Le Premier ministre italien d’extrême droite est au centre d’une enquête sur la libération d’un suspect de crimes de guerre libyenne.
Giorgia Meloni a révélé qu’elle avait été placée sous une enquête judiciaire sur la libération surprise par l’Italie d’un citoyen libyen qui avait été recherché pour les crimes de guerre par la Cour pénale internationale (CPI).
Dans un message vidéo partagé sur les réseaux sociaux, Mme Meloni a admis qu’elle était soupçonnée par les procureurs de détournement de fonds et d’aider et de encourager un crime.
Oussama Najim – également connu sous le nom d’Almasri – est le chef de la police judiciaire de la Libye et le directeur d’un tristement célèbre centre de détention à Mitiga, près de Tripoli.

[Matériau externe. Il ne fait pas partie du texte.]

PR #322, opened 2018-09-20
utils/version: Add a fallback encoding

valschneider:
In some environments (e.g. nosetest), sys.stdout.encoding can be None.
Add a fallback to handle these cases.


valschneider:
Hm that may have been a hasty PR, I'm also hitting the issue elsewhere. It's only happening with nosetests, investigation ongoing...

PR #324, opened 2018-09-21
ftrace: use correct trace-cmd binary in report function

joshuous:
target_binary should be used instead of host_binary

Signed-off-by: Joshua Choo <code@joshchoo.com>


joshuous:
Okay noted, thank you for pointing out my misunderstanding!

PR #330, opened 2018-10-29
target: Fix number_of_cpus() on targets with a coloured prompt

qperret:
On some Linux targets, the 'ls' command has a coloured output by
default. Since number_of_cpus() performs a regex on the output of that
command, the color codes around the name of files and directories can
cause issues. target.execute('ls /sys/devices/system/cpu') on my juno
will provide '\x1b[01;34mcpu1\x1b[0m' instead of 'cpu1', for example.
Because of this, number_of_cpus() can return 0.

Fix this with by forcing '--color=never' in ls. While at it, make sure
to raise a human-readable exception in case number_of_cpus() is null,
since this is always wrong, and can lead to pretty nasty and hard-to-debug
cases.

### DIFF
--- a/devlib/target.py
+++ b/devlib/target.py
@@ -140,10 +140,13 @@ class Target(object):
     def number_of_cpus(self):
         num_cpus = 0
         corere = re.compile(r'^\s*cpu\d+\s*$')
-        output = self.execute('ls /sys/devices/system/cpu')
+        output = self.execute('ls --color=never /sys/devices/system/cpu')
         for entry in output.split():
             if corere.match(entry):
                 num_cpus += 1
+
+        if not num_cpus:
+            raise TargetStableError('The number of CPUs cannot be null')
         return num_cpus
 
     @property


qperret:
I fixed the one place where I actually had an issue but I unfortunately suspect we could have more ... Not sure if there is a more general fix to that issue ? Maybe that 'ls --colour=never' thing should be a function on its own, so that we can use it where necessary ?

marcbonnici:
We have an existing method ``strip_bash_colors`` (https://github.com/ARM-software/devlib/blob/master/devlib/utils/misc.py#L516) that is supposed to dealing with this issue by default when performing an ``execute`` command.

Could I ask what connection you are using to your device to see why this is not happening?

qperret:
Ah, interesting ... I'm using a simple ssh connection (to a juno r0 with a debian userspace).

qperret:
Interestingly, git bisect tells me the following commit is the culprit: `511d4781646b ("exceptions: Classify transient exceptions")`. Adding/removing that commit from my branch toggles the issue repeatably. However, there is nothing obviously wrong with it AFAICT. I'll try to investigate some more ...

qperret:
OK got it, the new `will_succeed` argument introduced by the commit I mentioned above ends up overriding the default of `strip_colors`. I'll post a fix for that :)

PR #331, opened 2018-10-30
target: Ensure colours are stripped from target.execute()

qperret:
Commit 511d4781646b ("exceptions: Classify transient exceptions")
introduced a "will_succeed" argument in target.execute(). This argument
is then passed down to conn.execute(). However, since it is not
labelled, this argument happens to overwrite the "strip_colors" argument
of conn.execute because of its position in the list of parameters.

Fix this by labelling the arguments.

### DIFF
--- a/devlib/target.py
+++ b/devlib/target.py
@@ -362,9 +362,10 @@ class Target(object):
     # execution
 
     def execute(self, command, timeout=None, check_exit_code=True,
-                as_root=False, will_succeed=False):
-        return self.conn.execute(command, timeout, check_exit_code, as_root,
-                will_succeed)
+                as_root=False, strip_colors=True, will_succeed=False):
+        return self.conn.execute(command, timeout=timeout,
+                check_exit_code=check_exit_code, as_root=as_root,
+                strip_colors=strip_colors, will_succeed=will_succeed)
 
     def background(self, command, stdout=subprocess.PIPE, stderr=subprocess.PIPE, as_root=False):
         return self.conn.background(command, stdout, stderr, as_root)


devlib/target.py
```diff
@@ -363,8 +363,9 @@ def get_directory(self, source_dir, dest, as_root=False):
 
     def execute(self, command, timeout=None, check_exit_code=True,
                 as_root=False, will_succeed=False):
```
douglas-raillard-arm: shouldn't Target.execute also provide strip_colors and forward it to the connection's `execute` ?

qperret: I don't really mind although I tend to prefer not adding code that has absolutely no users. Not a huge deal, though.

douglas-raillard-arm: From what I can see, Target.execute is just a stub and all *Connection.execute take the same parameter list. Avoiding slight inconsistencies like that avoid these issues in the first place

qperret: @setrofim , @marcbonnici : what do you guys prefer ? As long as this breakage gets resolved quickly I'm happy

marcbonnici: My vote would be to add in the extra parameter for consistency.

qperret: Alright let's do that then :smile:

qperret:
Since we want to keep the parameters of target.execute() and conn.execute() aligned, I followed a suggestion @douglas-raillard-arm made offline. Now target.execute() basically takes (*args, **kwargs) as arguments and passes that down to conn.execute(). That should prevent further misalignment between the two APIs.

qperret:
Fixed typos in commit message.

qperret:
Done.

PR #334, opened 2018-11-01
module/sched: Harden probe()

valschneider:
Running some tests on a VM I hit that unexpected scenario where the
required sched_domain file is there but then read_tree_values() fails
because there are no files to read, only directories.

This does a quick check that there's actual data to be read.

### DIFF
--- a/devlib/module/sched.py
+++ b/devlib/module/sched.py
@@ -195,7 +195,19 @@ class SchedProcFSData(SchedProcFSNode):
 
     @staticmethod
     def available(target):
-        return target.directory_exists(SchedProcFSData.sched_domain_root)
+        path = SchedProcFSData.sched_domain_root
+        cpus = target.list_directory(path) if target.file_exists(path) else []
+
+        if not cpus:
+            return False
+
+        # Even if we have a CPU entry, it can be empty (e.g. hotplugged out)
+        # Make sure some data is there
+        for cpu in cpus:
+            if target.file_exists(target.path.join(path, cpu, "domain0", "name")):
+                return True
+
+        return False
 
     def __init__(self, target, path=None):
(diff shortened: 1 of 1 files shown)


devlib/module/sched.py
```diff
@@ -195,7 +195,19 @@ class SchedProcFSData(SchedProcFSNode):
...
-        return target.directory_exists(SchedProcFSData.sched_domain_root)
+        path = SchedProcFSData.sched_domain_root
+        cpus = target.list_directory(path) if target.file_exists(path) else []
+
+        if not cpus:
+            return False
+
+        # Even if we have a CPU entry, it can be empty (e.g. hotplugged out)
+        # Make sure some data is there
+        for cpu in cpus:
```
valschneider: I changed that to check at least one CPU has some readable data, I don't know if that's deemed too heavy for probe().

devlib/module/sched.py
```diff
@@ -195,7 +195,20 @@ class SchedProcFSData(SchedProcFSNode):
...
+            return False
+
+        # Some systems can expose the sched_domain entry with some inner
+        # directories but there's no actual readable file. Have a quick
+        # look if that's the case or not
+        cpus = target.list_directory(path)
+        if not cpus:
+            return False
+
+        return target.file_exists(target.path.join(path, cpus[0], "domain0", "name"))
```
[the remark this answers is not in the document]
setrofim: ok, that makes sense.

devlib/module/sched.py
setrofim: This is fine, as this "short circuits" when it finds a populated node. So in the common case, this equivalent to just checking one CPU, but is more robust.

Issue #329, opened 2018-10-25
sudo malfunction not handled gracefully


v0lker:
on my root fs, `/usr/bin/sudo` wasn't setuid root which wasn't flagged up in a very helpful way

(i guess the output of utils/ssh.py: SshConnection::_execute_and_wait_for_prompt() is probably just one line (with the error message), missing the return value, and i think that's the reason why i'm getting a one-page backtrace stating that the tuple to be split didn't contain enough members (` output, exit_code_text, _ = raw_output.rsplit('\r\n', 2)`)).

i propose there should be a check at start of day and it should complain. something like
```
class SshConnection(object):
[...]
    def __init__(self,
[...]
        self.conn = ssh_get_shell(host, username, password, self.keyfile, port, timeout, False, None)                                                                
        atexit.register(self.close)
        try Exception as e:
            output = self.execute("echo hello" ,...)
            if output != "hello":
                raise TargetStableError("executing commands on the target does not seem to work {}".format(e))
[...]
```

i could send a PR if you like...

setrofim:
This sounds more like a device-specific hack than a fix. Would it make more sense for this to be in a target-specific adapter, rather than upstream?

v0lker:
no, not at all. i must have worded my proposal badly, let me try again.

current behaviour:
devlib throws a longish chain of exceptions with the last one being that a tuple doesn't have enough members.

problem: it is not obvious that it fails due to a misconfiguration of ssh/sudo/bash/...

proposed improvement: 'fail early, in an obvious manner'.
during establishment of ssh connection, it is checked whether commands can actually be executed as that user and an obvious error message is thrown (something like "you cannot execute commands via ssh, please check").

so, it is general and it would belong into `SshConnection`, the question is just whether it's useful or not - if you think that it isn't then that's fine by me.

setrofim:
I don't like the solution of executing an arbitrary echo on each and every connection creation (there may be multiple of these per session, as every thread will have its own connection, and the user can always create additional ones). Does this need to be tested for explicitly, or can this just be handled by examining the output in the exception handler on error?

v0lker:
good point - yes, certainly. i was just wondering whether you want this in the first place.

so, how about something along these lines:
```
class SshConnection[...]
    def execute[...]
        try:
            output, exit_code_text, _ = raw_output.rsplit (...)
        except ValueError as e:
            raise TargetStableError ("cannot parse ssh command reply - possible misconfiguration on target")
```

[...]

PR #337, opened 2018-11-07
utils/ssh.py: try to make failure to parse response more obvious

v0lker:
addresses #329...

### DIFF
--- a/devlib/utils/ssh.py
+++ b/devlib/utils/ssh.py
@@ -205,9 +205,13 @@ class SshConnection(object):
         try:
             with self.lock:
                 _command = '({}); __devlib_ec=$?; echo; echo $__devlib_ec'.format(command)
-                raw_output = self._execute_and_wait_for_prompt(
-                    _command, timeout, as_root, strip_colors)
-                output, exit_code_text, _ = raw_output.rsplit('\r\n', 2)
+                full_output = self._execute_and_wait_for_prompt(_command, timeout, as_root, strip_colors)
+                split_output = full_output.rsplit('\r\n', 2)
+                try:
+                    output, exit_code_text, _ = split_output
+                except ValueError as e:
+                    raise TargetStableError(
+                        "cannot split reply (target misconfiguration?):\n'{}'".format(full_output))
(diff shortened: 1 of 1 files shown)


devlib/utils/ssh.py
```diff
@@ -205,9 +205,12 @@ def execute(self, command, timeout=None, check_exit_code=True,
...
                 _command = '({}); __devlib_ec=$?; echo; echo $__devlib_ec'.format(command)
-                raw_output = self._execute_and_wait_for_prompt(
-                    _command, timeout, as_root, strip_colors)
-                output, exit_code_text, _ = raw_output.rsplit('\r\n', 2)
+                split_output = self._execute_and_wait_for_prompt(
+                    _command, timeout, as_root, strip_colors).rsplit('\r\n', 2)
+                try:
+                    output, exit_code_text, _ = split_output
+                except ValueError as e:
+                    raise TargetStableError("cannot parse ssh command reply - target misconfiguration?")
```
setrofim: Maybe save unsplit output and report it here, as part of the error?

v0lker: yes, you're right that could be useful.  i considered that but decided not to, because of the effort involved in sanitising it.

it might contain unprintable characters and it might be very long, so, i think the correct approach would be to

`raise TargetStableError("cannot parse ssh reply (target misconfiguration: {}".format(limit_length(80, hexdump(split_output)))`

i shouldn't be logged separately, because it is used to determine certain features (`needs_root`, IIRC)

if you think it's worthwhile, i'll implement it that way - ?

setrofim: I would just filter out or encode unprintable characters, rather than produce hexdump, as the common case is that the output will contain text.

Do not limit the length at this stage -- report the whole thing; it's up to the code handling and/or reporting the error to perform formatting such as length limiting.

v0lker: in that case the code handling it can also do the conversion, i'd say...

setrofim: Yeah, I'm cool wit that.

M. Najim a été arrêté en Italie le 21 janvier et libéré de manière inattendue quelques jours plus tard “en raison d’une technicité juridique”, a indiqué le ministère de l’Intérieur.
La CPI, qui a déclaré qu’elle n’avait pas été consultée, a rapidement émis un autre mandat d’arrêt contre M. Najim et a exigé une explication des autorités italiennes.
Dans la vidéo nouvellement publiée, Mme Meloni a déclaré que la cour d’appel de Rome a libéré M. Najim parce que le mandat de la CPI n’avait pas été envoyé au ministère italien de la Justice.
“À ce stade, afin de ne pas le laisser sortir sur le territoire italien, nous avons décidé de l’expulser et de le rapatrier immédiatement, avec un vol spécial”, a déclaré Mme Meloni.
La semaine dernière, le ministre de la Justice, Carlo Nordio, a déclaré que M. Najim avait été expulsé en raison du “danger” qu’il posait – un commentaire qui a été ridiculisé par l’opposition.
La décision de libérer M. Najim a été fortement critiquée par l’opposition et les ONG telles qu’Amnesty International, qui a déclaré que M. Najim était coupable “de violations horribles commises avec une impunité totale”.
Des vidéos qui ont montré une foule jubilatoire accueillant M. Najim alors qu’il sortait d’un avion du gouvernement italien à Tripoli a provoqué un tollé particulier.
Mme Meloni a déclaré que Nordio, le ministre de l’Intérieur Matteo Piancetedosi et le sous-secrétaire du Cabinet pour les questions de renseignement, Alfredo Mantovano, avaient également été placés en enquête. Être placé sous enquête en Italie ne signifie pas que les charges officielles suivront nécessairement.
Sur un ton provocant, le PM italien a semblé faire allusion aux motifs politiques de l’enquête.
Elle a souligné que l’avocat qui a déposé la plainte, Luigi Li Gotti, était un ancien politicien de gauche, tandis que le procureur dirigeant l’affaire, Francesco Loi, a récemment enquêté sur le vice-Premier ministre Matteo Salvini sur une affaire sans rapport.
Mme Meloni a terminé la vidéo en disant qu’elle ne pouvait pas être “chantée ou intimidée”.
“C’est peut-être la raison pour laquelle je suis impopulaire parmi ceux qui ne veulent pas que l’Italie change et s’améliore”, a-t-elle déclaré.
“Mais c’est précisément la raison pour laquelle j’ai l’intention de continuer sur mon chemin, protégeant les Italiens, surtout lorsque la sécurité de la nation est en jeu, la tête tenue sans crainte.”
Matteo Renzi du Parti d’opposition Italie Alive (IV) – qui a été parmi les premiers à dénoncer la libération de M. Najim – a déclaré qu’il pensait que Meloni “exploitait” l’enquête pour “nourrir son complexe victime habituel”.
Mme Meloni est le chef du parti d’extrême droite des frères anti-migrants de l’Italie et dirige la coalition de droite au pouvoir de l’Italie depuis 2022.
Elle a promis à plusieurs reprises de réprimer l’immigration et s’est engagée à empêcher les bateaux de se rendre en Italie en provenance d’Afrique du Nord, promettant de mettre fin aux départs illégaux et à la traite des êtres humains.